The origins of the Mission Society Bethlehem go back to the French priest Pierre-Marie Barral . In 1895 he founded the “Ecole apostolique de Bethléem” in Meggen, Switzerland , which was relocated to Immensee in 1896 . The high school Bethlehem, Immensee emerged from it. In the same year the first issue of the multilingual monthly magazine "Bethlehem" appeared, which has been published since 1972 under the name "Wendekreis".

The institute's original aim was to train the sons of poor families for missionary service in parishes that had been abandoned in Europe. Over time, missionary activities in Asia, Africa and Latin America were built up. Groups of friends were formed in Austria, Italy, France, Great Britain, Portugal and the USA. Difficulties in the work, which was financed through the stamp trade, unfair fundraising and loans , led in 1907 to a reorganization as the Bethlehem Mission House by the later first Superior General Pietro Bondolfi.

On May 30, 1921, the papal decree setting up the “Swiss seminary for foreign missions” was issued in Rome . Pietro Bondolfi was the first superior general. From 1934 the association was called "Society for Foreign Missions of Bethlehem in Switzerland" (Societas Missionaria de Bethlehem in Helvetia). It is briefly known as the Bethlehem Mission Society (SMB).

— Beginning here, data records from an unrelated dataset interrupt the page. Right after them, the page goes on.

PR #1377, opened 2024-04-10
Clean up and refactor some things prior to gif support

jrodbx:
https://github.com/cashapp/paparazzi/pull/1186 has a few cleanup items embedded in it; pulling that out to make git history a little cleaner.

### DIFF
--- a/paparazzi/src/main/java/app/cash/paparazzi/SnapshotVerifier.kt
+++ b/paparazzi/src/main/java/app/cash/paparazzi/SnapshotVerifier.kt
@@ -60,7 +60,8 @@ public class SnapshotVerifier @JvmOverloads constructor(
           relativePath = expected.path,
           image = image,
           goldenImage = goldenImage,
-          maxPercentDifferent = maxPercentDifference
+          maxPercentDifferent = maxPercentDifference,
+          failureDir = failureDir
         )
       }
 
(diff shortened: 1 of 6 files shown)


paparazzi/src/main/java/app/cash/paparazzi/SnapshotVerifier.kt
```diff
@@ -69,4 +70,15 @@ public class SnapshotVerifier @JvmOverloads constructor(
   }
 
   override fun close(): Unit = Unit
+
+  private companion object {
+    /** Directory where to write the thumbnails and deltas. */
+    private val failureDir: File
+      get() {
+        val buildDirString = System.getProperty("paparazzi.build.dir")
+        val failureDir = File(buildDirString, "paparazzi/failures")
```
gabrielittner, line 79: Since you're generally trying to keep Gradle and the runtime separate so that it could be used with other build systems, would it make sense to introduce a `paparazzi.failure.dir` property that directly points to `build/paparazzi/failures`? `paparazzi.build.dir` is only used here and for reading `appTestDir` but `appTestDir` is unused.

jrodbx: Few things to unpack here:
1) This is using Java system properties, not Gradle properties, so other build systems should still work here?
2) Good catch on unused appTestDir, that should be removed!
3) No strong opinion on introducing `paparazzi.failure.dir`; however, this would allow implementers to point to a failure directory outside of build, whereas the current approach forces it to live under `build.  Would that be desirable?  It used to live outside and I think the general feedback was that it wasn't helpful living alongside source-controlled sources.

gamepro65 (approved):

PR #85, opened 2020-03-19
Amend still required confirmation screen fixed lint error

mattch1:
What happens next text amendment - updated
Text states new deadline – 28 days - already done
Late filing penalty  - already done

Fixed a lint error in a unit test -line too long.

### DIFF
--- a/views/confirmation-still-required.html
+++ b/views/confirmation-still-required.html
@@ -43,12 +43,19 @@ Confirmation page
         </p>
 
         <h2 class="govuk-heading-m">What happens next</h2>
-        <p>{{ company.companyName }}
-            will be kept on the register but it must file its accounts. The original filing deadline has not been changed or extended,
-            so the company will receive a
+        <p>
+            {{ company.companyName }} will be kept on the register. This means we will no longer close the company,
+            but it must file its accounts to stay on the register.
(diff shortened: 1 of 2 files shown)


views/confirmation-still-required.html
```diff
@@ -43,12 +43,19 @@ <h1 class="govuk-panel__title">You've told us
         </p>
 
         <h2 class="govuk-heading-m">What happens next</h2>
-        <p>{{ company.companyName }}
-            will be kept on the register but it must file its accounts. The original filing deadline has not been changed or extended,
-            so the company will receive a
+        <p>
+            {{ company.companyName }} will be kept on the register. This means we will no longer close the company,
```
mwestacott: Wondering why this text has changed from what I recently delivered in story LFA-1169 - the new text doesn't match what's on the screenshot of that story? No JIRA reference on the commit message so just wondering what requirement you're working off?

mwestacott: Ah, I've just seen the JIRA ref in the branch name. Is it a standard to have it at start of commit message too? Would be good to include it as useful when reading Git logs back at a later date and understanding why changes were made. Not enough to block the merge, so up to you.

PR #86, opened 2020-03-30
Feature/lfa 1406 application already submitted flag

mattch1:
As well as setting the submitted flag we also require access to the new deadline in cases where the application has and hasn't been submitted for the purpose of redisplaying the confirmation page.

### DIFF
--- a/src/controllers/confirmation.controller.ts
+++ b/src/controllers/confirmation.controller.ts
@@ -56,7 +56,6 @@ const route = async (req: Request, res: Response, next: NextFunction): Promise<v
     const token = req.chSession.accessToken() as string;
     let apiResponseData: any;
     try {
-        // TODO  LFA-1406 Add isSubmitted flag to prevent this being sent twice
 
         const axiosResponse: AxiosResponse = await callPromiseToFileAPI(companyProfile.companyNumber,
             token, isStillRequired);
@@ -77,7 +76,6 @@ const route = async (req: Request, res: Response, next: NextFunction): Promise<v
 
   if (isStillRequired) {
     const filingDueOn =  getPromiseToFileSessionValue(req.chSession, NEW_DEADLINE);
-    logger.debug("\n\n>>>>>>>>>>>>>>>>>>>> NEW DEADLINE " + filingDueOn + "\n\n");
     logger.debug(`New filing deadline : ${filingDueOn}`);
 
     if (!filingDueOn) {
--- a/src/controllers/confirmation.controller.ts
+++ b/src/controllers/confirmation.controller.ts
@@ -57,25 +57,25 @@ const route = async (req: Request, res: Response, next: NextFunction): Promise<v
     let apiResponseData: any;
     try {
 
-        const axiosResponse: AxiosResponse = await callPromiseToFileAPI(companyProfile.companyNumber,
-            token, isStillRequired);
+      const axiosResponse: AxiosResponse = await callPromiseToFileAPI(companyProfile.companyNumber,
+        token, isStillRequired);
 
-        apiResponseData = axiosResponse.data;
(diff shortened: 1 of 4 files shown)


src/controllers/confirmation.controller.ts
```diff
@@ -51,25 +51,31 @@ const route = async (req: Request, res: Response, next: NextFunction): Promise<v
...
-    // TODO  LFA-1406 Add isSubmitted flag to prevent this being sent twice
+  const isSubmitted: boolean = getPromiseToFileSessionValue(req.chSession, ALREADY_SUBMITTED);
+  if (!isSubmitted) {
+    const token = req.chSession.accessToken() as string;
+    let apiResponseData: any;
+    try {
 
-    const axiosResponse: AxiosResponse = await callPromiseToFileAPI(companyProfile.companyNumber,
-        token, isStillRequired);
+        const axiosResponse: AxiosResponse = await callPromiseToFileAPI(companyProfile.companyNumber,
```
mwestacott: Looks like you've switched to 4 spaces for a tab, but 2 is the standard.

src/controllers/confirmation.controller.ts
```diff
@@ -51,25 +51,31 @@ const route = async (req: Request, res: Response, next: NextFunction): Promise<v
...
+            token, isStillRequired);
 
-    apiResponseData = axiosResponse.data;
+        apiResponseData = axiosResponse.data;
+        await updatePromiseToFileSessionValue(req.chSession, NEW_DEADLINE, apiResponseData.filing_due_on);
```
mwestacott: I don't understand why this is being done. It isn't mentioned in the requirements/story and why does it need to be stored in the session?

src/controllers/confirmation.controller.ts
```diff
@@ -51,25 +51,31 @@ const route = async (req: Request, res: Response, next: NextFunction): Promise<v
...
+        return next(e);
+    }
+  } else {
+      logger.error("Form already submitted, not processing again");
   }
 
   if (isStillRequired) {
-    const filingDueOn = apiResponseData.filing_due_on;
-
+    const filingDueOn =  getPromiseToFileSessionValue(req.chSession, NEW_DEADLINE);
```
mwestacott: Two spaces to right of equals sign. Should/can npm lint be picking up these formatting issues?

src/controllers/confirmation.controller.ts
mattch1: As stated above even when submitted is set to true the code still needs the new deadline so that it can be displayed on the confirmation screen the only thing that should be different is the api client is not called. Therefore we need somewhere global to access the new deadline data.

src/controllers/confirmation.controller.ts
mattch1: Changed to 2 spaces.

src/controllers/confirmation.controller.ts
mattch1: Removed extra space.

test/controllers/confirmation.controller.spec.unit.ts
```diff
@@ -139,13 +140,15 @@ describe("Company no longer required confirmation screen tests", () => {
...
+    mockPTFSession.mockImplementationOnce(() => false);
+    mockPTFSession.mockImplementationOnce(() => "2028-03-10");
 
     mockCallProcessorApi.prototype.constructor.mockImplementationOnce(() => Promise.resolve((
-      {
-        data: {
-          filing_due_on: "2028-03-10",
-        },
-      } )));
+        {
```
mwestacott, line 147: Extra 2 spaces in tab that have been added should go.

mattch1:
Closing this PR and the branch - as there is a simpler solution to this.

PR #87, opened 2020-04-03
Create not eligible screen and show when appropriate

SVarallo:


src/controllers/confirmation.controller.ts
```diff
@@ -70,12 +72,21 @@ const route = async (req: Request, res: Response, next: NextFunction): Promise<v
   if (isStillRequired) {
     const filingDueOn = apiResponseData.filing_due_on;
 
+    if (apiResponseStatus === 400) {
+      const cannotUseReason: string = eligibilityReasonCode[apiResponseData.reason_code];
```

The offspring for society came predominantly from the Bethlehem high school, which was run for this purpose in Immensee. These included the Progymnasien in Rebstein (1926–73) and Friborg (1938–72). In 1995 the grammar school was transferred to a private foundation under the name "Gymnasium Immensee". The training of candidates for priesthood began in 1922 in the seminary in Wolhusen , was relocated to Schöneck ( Emmetten ) in 1932 in the Brother Klausen seminar and has been at the Lucerne Theological Faculty since 1969.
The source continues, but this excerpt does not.